» **Task to carry out**:
The word "mipsevm" marks the lines to keep; find each one in the data and copy it.

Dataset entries
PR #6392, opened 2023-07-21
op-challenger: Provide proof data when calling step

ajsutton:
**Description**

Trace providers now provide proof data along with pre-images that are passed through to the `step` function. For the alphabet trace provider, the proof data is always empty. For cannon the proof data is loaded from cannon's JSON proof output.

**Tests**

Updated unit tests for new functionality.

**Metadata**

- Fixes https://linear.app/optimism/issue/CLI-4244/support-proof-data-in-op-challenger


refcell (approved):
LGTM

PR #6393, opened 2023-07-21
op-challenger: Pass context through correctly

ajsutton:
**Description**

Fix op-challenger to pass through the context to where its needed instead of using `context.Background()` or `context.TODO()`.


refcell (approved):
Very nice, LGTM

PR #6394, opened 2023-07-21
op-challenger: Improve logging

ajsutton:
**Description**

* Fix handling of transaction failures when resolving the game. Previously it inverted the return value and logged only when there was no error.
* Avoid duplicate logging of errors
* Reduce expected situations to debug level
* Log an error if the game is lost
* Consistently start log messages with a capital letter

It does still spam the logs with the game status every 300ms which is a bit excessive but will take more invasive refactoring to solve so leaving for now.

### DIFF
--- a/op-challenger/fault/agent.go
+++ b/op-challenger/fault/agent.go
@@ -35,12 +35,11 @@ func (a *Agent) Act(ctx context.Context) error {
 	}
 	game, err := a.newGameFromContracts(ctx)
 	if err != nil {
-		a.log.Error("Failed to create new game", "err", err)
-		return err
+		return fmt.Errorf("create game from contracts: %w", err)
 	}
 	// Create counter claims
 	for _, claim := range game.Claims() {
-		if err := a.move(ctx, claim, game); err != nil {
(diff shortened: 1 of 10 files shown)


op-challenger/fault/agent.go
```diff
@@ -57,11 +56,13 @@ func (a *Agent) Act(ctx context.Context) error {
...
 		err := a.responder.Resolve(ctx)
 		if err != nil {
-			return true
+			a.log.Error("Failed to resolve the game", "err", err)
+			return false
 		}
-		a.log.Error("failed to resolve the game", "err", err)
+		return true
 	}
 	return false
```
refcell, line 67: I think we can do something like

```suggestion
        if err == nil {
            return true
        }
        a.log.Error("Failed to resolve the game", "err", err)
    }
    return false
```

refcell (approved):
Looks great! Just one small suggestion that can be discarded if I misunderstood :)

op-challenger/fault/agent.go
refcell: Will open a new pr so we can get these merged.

---

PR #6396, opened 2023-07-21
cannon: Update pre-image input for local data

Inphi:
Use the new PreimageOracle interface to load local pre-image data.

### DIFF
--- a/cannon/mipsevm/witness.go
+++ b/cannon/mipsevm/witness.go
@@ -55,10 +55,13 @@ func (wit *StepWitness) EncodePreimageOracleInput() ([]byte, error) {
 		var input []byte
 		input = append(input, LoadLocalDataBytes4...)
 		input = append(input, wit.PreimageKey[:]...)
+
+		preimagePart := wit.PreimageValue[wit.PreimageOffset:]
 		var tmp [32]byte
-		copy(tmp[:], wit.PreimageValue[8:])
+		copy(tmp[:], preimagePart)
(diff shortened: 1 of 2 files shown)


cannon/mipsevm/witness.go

» **Completed exercise**:
--- a/cannon/mipsevm/witness.go
+++ b/cannon/mipsevm/witness.go
cannon/mipsevm/witness.go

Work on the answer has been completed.